Exercise goal: Return all lines in the material below that contain "daiane".

====

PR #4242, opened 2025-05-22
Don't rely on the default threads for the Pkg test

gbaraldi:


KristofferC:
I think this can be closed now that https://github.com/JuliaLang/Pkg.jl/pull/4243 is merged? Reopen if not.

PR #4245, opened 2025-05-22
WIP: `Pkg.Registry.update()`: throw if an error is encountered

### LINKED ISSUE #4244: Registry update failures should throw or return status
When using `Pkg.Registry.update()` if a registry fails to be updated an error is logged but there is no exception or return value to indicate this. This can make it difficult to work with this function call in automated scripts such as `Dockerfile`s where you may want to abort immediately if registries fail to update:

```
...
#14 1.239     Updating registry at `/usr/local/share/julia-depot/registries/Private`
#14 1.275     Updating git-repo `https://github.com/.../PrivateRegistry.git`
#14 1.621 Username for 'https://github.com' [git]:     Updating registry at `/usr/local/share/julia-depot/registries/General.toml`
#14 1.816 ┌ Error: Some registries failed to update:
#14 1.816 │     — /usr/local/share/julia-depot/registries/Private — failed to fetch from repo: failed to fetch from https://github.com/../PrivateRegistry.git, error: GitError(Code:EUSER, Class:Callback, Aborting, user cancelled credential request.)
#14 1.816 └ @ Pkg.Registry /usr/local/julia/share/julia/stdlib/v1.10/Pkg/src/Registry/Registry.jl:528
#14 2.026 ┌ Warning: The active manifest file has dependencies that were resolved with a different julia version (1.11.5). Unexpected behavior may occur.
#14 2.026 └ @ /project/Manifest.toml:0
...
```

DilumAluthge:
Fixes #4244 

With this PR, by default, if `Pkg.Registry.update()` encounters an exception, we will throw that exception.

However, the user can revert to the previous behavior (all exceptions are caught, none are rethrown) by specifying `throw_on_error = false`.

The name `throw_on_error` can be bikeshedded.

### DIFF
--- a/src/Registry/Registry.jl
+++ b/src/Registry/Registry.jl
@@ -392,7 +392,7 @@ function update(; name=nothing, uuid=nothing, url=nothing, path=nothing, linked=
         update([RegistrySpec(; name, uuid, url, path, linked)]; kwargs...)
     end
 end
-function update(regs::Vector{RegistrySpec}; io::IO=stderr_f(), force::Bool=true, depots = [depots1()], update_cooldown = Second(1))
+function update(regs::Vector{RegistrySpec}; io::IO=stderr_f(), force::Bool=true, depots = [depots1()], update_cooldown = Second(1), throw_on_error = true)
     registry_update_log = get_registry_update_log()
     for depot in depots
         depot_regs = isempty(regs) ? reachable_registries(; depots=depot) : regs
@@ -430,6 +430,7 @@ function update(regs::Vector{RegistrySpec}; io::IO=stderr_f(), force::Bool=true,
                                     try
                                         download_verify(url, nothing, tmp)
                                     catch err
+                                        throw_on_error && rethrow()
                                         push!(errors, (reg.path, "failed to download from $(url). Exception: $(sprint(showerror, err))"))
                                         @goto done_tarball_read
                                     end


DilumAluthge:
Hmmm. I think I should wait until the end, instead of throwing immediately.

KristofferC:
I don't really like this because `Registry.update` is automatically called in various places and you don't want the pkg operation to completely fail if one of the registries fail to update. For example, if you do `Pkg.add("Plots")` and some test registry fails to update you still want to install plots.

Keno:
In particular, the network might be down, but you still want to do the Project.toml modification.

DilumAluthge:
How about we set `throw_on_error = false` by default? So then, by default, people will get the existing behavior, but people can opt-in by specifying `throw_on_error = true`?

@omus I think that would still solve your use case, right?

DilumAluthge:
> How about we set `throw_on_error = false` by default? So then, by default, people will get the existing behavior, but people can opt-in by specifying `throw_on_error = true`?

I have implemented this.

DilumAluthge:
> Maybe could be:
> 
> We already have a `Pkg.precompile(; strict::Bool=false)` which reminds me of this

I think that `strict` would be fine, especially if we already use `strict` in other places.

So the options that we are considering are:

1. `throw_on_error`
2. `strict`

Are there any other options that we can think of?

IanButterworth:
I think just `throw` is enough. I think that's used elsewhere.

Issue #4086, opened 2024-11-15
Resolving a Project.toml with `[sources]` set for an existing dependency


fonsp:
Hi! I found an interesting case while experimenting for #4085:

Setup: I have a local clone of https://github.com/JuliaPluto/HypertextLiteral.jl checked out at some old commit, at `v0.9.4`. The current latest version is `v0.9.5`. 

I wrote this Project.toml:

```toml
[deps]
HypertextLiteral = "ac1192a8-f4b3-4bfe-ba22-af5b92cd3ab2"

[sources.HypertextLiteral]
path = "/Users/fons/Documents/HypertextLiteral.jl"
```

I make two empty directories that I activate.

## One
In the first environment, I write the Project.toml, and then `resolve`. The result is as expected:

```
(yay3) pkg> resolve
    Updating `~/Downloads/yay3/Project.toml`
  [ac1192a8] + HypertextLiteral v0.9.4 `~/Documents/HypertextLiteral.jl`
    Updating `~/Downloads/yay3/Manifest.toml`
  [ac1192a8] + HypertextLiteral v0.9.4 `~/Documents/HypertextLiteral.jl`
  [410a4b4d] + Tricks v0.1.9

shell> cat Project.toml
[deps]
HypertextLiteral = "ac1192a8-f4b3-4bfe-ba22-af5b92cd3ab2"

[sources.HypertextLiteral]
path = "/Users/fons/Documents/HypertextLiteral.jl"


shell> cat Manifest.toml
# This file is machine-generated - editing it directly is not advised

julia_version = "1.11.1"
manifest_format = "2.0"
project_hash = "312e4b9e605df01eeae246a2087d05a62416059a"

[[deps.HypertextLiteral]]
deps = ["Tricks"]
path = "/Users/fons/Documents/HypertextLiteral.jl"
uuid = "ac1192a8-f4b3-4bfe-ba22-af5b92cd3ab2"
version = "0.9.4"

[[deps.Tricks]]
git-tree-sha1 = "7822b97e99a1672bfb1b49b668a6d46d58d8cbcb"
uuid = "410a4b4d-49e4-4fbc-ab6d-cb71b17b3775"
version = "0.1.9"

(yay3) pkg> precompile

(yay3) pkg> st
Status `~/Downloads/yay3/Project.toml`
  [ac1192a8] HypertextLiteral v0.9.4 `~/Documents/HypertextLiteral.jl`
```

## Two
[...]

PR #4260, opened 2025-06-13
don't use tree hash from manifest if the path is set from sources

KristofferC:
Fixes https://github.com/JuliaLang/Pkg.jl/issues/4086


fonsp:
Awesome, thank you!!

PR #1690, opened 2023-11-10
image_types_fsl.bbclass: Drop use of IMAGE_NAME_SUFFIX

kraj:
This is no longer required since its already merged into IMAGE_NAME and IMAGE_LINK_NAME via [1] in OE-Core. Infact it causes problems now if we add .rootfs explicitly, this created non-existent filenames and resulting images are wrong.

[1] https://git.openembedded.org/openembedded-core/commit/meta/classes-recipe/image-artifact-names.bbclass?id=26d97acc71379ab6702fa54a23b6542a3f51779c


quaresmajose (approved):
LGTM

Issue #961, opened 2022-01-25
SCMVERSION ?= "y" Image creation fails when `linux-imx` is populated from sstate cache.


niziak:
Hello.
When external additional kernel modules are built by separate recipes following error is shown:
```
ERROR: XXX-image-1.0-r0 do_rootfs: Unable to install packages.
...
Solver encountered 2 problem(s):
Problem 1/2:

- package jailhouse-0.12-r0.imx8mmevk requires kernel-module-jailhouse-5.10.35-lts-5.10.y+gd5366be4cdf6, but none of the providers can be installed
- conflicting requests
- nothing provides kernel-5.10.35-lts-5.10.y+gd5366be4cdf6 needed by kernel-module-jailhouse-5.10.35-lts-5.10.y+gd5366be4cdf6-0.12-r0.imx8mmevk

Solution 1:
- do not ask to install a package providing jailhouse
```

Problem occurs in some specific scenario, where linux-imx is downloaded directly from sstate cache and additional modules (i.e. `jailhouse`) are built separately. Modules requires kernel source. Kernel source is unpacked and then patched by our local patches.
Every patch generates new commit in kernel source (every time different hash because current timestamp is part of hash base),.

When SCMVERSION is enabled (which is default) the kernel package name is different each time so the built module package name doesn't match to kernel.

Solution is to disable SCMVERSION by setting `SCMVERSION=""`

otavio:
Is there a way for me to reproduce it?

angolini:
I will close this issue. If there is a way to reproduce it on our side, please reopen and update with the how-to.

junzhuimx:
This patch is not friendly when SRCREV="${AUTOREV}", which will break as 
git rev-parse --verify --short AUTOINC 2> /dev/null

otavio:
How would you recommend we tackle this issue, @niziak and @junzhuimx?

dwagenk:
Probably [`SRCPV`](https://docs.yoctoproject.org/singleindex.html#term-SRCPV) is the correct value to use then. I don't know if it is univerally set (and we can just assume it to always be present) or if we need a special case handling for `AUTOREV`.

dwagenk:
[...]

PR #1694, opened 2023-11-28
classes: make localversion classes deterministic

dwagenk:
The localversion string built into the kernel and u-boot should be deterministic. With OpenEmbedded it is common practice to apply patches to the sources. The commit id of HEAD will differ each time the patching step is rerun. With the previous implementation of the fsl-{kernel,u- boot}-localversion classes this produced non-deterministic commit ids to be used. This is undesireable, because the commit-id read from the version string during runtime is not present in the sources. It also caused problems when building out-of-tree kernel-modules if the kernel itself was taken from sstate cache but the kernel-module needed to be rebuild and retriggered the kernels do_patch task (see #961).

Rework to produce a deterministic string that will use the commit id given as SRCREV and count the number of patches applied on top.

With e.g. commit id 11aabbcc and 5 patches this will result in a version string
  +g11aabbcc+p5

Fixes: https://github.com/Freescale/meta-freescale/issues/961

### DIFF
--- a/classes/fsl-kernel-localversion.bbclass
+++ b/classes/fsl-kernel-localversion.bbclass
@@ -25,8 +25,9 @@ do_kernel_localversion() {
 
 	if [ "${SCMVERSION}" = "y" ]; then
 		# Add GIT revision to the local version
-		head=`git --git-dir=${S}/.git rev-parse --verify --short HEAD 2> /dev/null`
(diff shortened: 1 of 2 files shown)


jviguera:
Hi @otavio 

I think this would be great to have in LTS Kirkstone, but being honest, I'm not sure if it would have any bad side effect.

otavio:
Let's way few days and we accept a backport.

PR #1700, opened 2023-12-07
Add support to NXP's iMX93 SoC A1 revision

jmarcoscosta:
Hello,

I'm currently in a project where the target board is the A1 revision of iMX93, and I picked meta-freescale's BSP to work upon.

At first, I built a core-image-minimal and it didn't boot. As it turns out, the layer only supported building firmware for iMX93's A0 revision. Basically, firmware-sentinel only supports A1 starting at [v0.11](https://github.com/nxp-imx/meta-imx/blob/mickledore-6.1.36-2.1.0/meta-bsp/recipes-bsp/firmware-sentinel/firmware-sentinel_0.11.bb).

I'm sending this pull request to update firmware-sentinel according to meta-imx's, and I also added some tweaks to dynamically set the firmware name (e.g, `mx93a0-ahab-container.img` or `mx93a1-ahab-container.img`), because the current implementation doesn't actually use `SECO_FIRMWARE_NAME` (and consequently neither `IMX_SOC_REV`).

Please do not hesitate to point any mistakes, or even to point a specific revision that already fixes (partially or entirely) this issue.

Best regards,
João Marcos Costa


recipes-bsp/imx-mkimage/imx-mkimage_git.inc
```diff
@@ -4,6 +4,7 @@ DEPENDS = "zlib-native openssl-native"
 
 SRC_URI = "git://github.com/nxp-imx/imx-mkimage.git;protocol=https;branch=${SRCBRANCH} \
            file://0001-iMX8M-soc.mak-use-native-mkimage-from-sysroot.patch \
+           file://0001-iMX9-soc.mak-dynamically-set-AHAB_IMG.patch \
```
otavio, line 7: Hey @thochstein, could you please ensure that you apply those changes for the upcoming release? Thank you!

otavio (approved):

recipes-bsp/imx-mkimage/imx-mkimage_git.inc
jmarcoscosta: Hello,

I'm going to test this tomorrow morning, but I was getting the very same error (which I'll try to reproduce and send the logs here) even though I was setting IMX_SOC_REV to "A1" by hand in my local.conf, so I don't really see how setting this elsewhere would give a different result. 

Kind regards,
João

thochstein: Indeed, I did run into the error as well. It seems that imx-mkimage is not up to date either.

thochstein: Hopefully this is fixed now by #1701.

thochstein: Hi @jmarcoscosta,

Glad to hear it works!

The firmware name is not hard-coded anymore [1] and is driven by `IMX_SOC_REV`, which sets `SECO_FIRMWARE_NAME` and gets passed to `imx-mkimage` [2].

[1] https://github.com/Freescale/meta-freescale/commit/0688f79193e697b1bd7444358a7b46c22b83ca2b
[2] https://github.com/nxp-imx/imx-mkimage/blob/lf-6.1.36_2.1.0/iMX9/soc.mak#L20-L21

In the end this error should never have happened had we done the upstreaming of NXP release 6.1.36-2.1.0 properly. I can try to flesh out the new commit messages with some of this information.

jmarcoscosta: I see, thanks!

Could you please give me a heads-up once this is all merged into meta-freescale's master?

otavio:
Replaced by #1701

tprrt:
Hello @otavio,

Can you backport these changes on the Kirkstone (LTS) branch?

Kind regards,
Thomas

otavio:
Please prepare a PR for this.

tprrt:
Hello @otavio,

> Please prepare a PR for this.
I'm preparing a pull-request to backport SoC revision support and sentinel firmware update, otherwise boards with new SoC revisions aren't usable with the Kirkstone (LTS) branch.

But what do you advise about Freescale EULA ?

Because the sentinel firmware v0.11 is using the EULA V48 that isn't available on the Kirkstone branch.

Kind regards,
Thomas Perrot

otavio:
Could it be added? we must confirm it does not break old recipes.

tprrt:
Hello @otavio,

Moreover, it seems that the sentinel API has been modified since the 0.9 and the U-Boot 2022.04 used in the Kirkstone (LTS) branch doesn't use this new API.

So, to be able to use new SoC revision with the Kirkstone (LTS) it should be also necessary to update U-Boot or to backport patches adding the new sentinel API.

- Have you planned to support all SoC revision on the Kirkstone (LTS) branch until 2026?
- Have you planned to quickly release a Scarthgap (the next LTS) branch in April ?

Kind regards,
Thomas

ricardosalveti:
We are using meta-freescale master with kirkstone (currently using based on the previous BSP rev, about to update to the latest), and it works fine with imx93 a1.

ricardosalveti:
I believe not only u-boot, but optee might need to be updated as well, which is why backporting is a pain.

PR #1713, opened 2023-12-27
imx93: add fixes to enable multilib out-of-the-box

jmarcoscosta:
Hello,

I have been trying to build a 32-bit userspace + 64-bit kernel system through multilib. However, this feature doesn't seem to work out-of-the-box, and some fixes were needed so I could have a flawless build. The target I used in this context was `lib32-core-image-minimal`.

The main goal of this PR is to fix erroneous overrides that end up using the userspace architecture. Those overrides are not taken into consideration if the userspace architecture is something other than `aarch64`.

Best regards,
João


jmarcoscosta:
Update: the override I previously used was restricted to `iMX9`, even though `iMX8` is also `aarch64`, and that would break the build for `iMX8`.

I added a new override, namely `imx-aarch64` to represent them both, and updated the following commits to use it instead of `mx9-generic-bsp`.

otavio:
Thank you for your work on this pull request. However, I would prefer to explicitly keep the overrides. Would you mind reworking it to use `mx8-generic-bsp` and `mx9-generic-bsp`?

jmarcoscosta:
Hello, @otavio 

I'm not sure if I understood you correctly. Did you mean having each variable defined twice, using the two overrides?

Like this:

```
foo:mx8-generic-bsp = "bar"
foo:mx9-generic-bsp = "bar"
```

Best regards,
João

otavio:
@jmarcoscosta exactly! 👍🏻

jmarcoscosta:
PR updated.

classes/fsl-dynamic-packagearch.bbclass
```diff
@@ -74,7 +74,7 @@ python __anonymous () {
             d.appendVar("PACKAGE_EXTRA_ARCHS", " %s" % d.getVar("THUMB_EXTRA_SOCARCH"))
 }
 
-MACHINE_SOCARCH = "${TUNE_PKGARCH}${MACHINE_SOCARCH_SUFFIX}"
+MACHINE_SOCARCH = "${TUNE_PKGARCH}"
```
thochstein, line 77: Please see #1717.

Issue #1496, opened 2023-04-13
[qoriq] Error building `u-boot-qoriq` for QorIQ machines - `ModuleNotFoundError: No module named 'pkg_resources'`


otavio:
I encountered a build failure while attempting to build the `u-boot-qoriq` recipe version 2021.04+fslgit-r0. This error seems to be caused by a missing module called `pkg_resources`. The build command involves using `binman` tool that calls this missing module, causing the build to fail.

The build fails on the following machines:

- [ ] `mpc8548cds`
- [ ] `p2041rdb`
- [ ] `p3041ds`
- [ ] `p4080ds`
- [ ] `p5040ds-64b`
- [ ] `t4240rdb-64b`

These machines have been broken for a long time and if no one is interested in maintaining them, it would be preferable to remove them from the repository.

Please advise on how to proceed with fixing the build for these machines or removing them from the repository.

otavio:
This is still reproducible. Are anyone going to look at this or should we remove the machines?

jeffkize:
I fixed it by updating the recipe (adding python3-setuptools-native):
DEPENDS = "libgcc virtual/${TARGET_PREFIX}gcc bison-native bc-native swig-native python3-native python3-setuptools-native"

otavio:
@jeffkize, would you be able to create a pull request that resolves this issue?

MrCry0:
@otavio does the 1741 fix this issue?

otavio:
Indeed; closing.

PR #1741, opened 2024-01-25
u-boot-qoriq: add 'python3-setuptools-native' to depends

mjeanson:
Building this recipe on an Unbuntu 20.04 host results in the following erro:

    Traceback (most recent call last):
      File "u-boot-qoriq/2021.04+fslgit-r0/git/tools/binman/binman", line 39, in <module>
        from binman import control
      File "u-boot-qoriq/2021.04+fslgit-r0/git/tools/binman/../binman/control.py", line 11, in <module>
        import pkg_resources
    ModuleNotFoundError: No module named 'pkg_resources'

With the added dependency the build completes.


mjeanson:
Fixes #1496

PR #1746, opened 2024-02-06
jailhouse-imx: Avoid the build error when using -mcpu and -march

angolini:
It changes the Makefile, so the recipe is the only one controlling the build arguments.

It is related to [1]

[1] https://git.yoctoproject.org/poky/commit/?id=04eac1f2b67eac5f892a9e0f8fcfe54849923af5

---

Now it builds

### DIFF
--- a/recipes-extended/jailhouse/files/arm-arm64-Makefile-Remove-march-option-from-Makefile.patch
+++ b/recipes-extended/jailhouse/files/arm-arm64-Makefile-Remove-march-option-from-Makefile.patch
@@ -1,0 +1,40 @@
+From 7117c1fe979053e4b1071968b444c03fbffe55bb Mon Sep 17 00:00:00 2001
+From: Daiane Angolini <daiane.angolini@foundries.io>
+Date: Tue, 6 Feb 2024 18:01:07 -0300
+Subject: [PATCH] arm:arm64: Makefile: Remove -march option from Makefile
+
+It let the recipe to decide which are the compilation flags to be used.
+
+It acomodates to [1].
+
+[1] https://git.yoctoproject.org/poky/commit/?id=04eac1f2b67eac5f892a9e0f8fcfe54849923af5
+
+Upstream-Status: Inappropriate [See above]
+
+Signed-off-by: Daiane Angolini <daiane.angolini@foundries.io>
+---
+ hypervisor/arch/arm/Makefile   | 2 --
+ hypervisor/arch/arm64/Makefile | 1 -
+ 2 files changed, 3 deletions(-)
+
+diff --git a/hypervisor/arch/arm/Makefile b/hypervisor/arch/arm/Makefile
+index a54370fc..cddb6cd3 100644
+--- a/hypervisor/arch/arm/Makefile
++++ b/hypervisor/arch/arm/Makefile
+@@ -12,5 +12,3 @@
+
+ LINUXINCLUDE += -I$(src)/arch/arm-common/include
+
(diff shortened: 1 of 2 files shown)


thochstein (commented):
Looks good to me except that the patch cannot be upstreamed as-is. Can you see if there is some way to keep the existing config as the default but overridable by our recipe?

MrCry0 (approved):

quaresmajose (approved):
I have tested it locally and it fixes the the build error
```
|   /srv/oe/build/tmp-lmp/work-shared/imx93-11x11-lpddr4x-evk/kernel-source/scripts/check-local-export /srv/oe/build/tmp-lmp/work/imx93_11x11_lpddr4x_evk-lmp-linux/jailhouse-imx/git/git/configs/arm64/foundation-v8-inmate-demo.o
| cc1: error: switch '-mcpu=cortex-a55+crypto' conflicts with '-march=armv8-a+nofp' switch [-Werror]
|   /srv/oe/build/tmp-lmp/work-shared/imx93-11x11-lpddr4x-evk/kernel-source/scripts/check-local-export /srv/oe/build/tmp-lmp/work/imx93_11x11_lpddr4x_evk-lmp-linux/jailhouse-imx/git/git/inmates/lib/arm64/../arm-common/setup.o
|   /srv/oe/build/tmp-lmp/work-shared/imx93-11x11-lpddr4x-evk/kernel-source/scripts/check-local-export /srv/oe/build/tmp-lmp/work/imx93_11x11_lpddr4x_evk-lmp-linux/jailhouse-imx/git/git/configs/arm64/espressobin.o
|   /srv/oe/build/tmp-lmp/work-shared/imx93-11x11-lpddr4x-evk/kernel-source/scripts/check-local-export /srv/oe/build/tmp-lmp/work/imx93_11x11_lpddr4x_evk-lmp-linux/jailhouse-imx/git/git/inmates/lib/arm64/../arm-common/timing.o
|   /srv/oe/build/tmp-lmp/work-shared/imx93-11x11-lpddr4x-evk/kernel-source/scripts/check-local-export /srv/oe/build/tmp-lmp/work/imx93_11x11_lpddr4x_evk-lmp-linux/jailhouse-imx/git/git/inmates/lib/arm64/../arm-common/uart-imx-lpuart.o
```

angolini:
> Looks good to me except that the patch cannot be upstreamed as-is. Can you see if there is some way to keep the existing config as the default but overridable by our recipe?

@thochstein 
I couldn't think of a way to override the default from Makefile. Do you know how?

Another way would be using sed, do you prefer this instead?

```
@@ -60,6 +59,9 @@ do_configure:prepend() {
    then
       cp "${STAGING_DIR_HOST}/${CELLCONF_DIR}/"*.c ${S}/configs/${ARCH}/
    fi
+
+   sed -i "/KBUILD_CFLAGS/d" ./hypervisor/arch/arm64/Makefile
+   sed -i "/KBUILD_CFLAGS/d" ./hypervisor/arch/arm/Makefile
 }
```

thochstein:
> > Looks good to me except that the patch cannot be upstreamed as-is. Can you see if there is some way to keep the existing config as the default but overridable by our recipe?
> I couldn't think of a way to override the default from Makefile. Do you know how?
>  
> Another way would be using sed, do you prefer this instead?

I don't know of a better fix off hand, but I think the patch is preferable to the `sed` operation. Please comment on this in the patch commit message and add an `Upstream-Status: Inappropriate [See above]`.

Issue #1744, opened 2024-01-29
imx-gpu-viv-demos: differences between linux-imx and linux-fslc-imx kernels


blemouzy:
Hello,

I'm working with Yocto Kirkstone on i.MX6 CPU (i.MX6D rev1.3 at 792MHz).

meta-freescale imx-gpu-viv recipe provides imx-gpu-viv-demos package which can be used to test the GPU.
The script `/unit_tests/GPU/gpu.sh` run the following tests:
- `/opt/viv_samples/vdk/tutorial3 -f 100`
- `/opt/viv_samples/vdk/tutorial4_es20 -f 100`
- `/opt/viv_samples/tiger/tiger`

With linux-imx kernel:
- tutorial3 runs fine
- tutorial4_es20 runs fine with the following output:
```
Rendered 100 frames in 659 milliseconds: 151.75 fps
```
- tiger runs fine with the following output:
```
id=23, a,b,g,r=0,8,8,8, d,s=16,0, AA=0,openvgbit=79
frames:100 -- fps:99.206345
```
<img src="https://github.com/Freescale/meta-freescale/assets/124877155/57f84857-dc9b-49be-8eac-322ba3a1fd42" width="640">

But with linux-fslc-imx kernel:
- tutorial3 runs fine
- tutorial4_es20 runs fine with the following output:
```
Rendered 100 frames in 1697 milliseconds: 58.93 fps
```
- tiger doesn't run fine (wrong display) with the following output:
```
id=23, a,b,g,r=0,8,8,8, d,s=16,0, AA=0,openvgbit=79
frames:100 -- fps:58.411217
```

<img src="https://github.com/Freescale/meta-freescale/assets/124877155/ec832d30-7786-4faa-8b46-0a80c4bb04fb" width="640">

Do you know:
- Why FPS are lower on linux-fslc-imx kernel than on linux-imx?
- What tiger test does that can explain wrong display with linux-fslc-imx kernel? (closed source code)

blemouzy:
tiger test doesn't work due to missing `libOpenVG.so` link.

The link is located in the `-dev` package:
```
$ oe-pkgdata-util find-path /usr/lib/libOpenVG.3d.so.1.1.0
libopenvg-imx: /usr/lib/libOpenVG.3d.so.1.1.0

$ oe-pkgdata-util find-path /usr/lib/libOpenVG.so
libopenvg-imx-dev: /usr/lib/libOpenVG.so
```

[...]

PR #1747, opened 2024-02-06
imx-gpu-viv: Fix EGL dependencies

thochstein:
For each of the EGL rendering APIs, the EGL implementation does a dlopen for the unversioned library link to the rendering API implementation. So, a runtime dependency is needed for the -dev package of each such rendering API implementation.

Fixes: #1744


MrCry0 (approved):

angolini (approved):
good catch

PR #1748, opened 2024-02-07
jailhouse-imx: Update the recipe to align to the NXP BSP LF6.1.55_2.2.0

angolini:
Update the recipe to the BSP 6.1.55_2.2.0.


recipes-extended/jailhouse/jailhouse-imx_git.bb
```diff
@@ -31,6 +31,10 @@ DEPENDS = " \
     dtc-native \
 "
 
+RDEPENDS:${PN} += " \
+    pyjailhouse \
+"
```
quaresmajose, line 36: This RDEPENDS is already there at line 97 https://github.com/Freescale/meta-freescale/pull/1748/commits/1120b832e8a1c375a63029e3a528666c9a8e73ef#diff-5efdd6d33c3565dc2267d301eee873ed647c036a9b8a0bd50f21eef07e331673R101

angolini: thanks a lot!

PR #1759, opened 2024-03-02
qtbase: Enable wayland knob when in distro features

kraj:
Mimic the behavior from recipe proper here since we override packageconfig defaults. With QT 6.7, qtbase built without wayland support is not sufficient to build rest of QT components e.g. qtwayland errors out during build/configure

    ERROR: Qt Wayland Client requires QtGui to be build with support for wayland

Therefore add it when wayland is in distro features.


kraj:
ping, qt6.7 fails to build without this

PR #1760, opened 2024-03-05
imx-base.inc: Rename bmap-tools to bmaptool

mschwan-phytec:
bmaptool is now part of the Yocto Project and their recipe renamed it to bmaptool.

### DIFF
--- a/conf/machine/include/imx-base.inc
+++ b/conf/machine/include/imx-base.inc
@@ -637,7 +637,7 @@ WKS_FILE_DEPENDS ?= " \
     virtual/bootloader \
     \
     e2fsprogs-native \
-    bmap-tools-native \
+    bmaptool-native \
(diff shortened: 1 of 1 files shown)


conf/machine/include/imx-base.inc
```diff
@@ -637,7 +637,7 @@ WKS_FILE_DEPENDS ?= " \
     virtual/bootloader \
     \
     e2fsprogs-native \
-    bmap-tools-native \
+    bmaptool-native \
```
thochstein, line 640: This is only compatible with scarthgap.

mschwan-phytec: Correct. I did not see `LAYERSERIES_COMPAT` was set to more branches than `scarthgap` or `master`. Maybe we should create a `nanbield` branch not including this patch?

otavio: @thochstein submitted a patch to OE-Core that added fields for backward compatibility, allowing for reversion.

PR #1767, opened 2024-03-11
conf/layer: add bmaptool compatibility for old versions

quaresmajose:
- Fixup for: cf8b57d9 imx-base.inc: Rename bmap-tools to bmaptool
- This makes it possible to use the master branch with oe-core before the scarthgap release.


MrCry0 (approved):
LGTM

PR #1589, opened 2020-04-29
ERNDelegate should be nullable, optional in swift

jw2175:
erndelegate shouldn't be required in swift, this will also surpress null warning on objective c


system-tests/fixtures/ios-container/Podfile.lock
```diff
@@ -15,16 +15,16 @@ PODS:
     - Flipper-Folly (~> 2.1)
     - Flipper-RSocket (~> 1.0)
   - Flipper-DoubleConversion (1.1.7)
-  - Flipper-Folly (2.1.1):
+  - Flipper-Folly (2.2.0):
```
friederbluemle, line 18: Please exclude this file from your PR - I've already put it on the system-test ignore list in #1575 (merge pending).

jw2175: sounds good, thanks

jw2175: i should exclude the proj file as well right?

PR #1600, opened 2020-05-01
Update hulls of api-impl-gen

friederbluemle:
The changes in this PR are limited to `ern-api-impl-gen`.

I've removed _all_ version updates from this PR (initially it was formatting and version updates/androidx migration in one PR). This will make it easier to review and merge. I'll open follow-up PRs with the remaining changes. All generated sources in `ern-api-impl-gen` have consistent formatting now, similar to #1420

====

Answer to the problem:
+From: Daiane Angolini <daiane.angolini@foundries.io>
+Signed-off-by: Daiane Angolini <daiane.angolini@foundries.io>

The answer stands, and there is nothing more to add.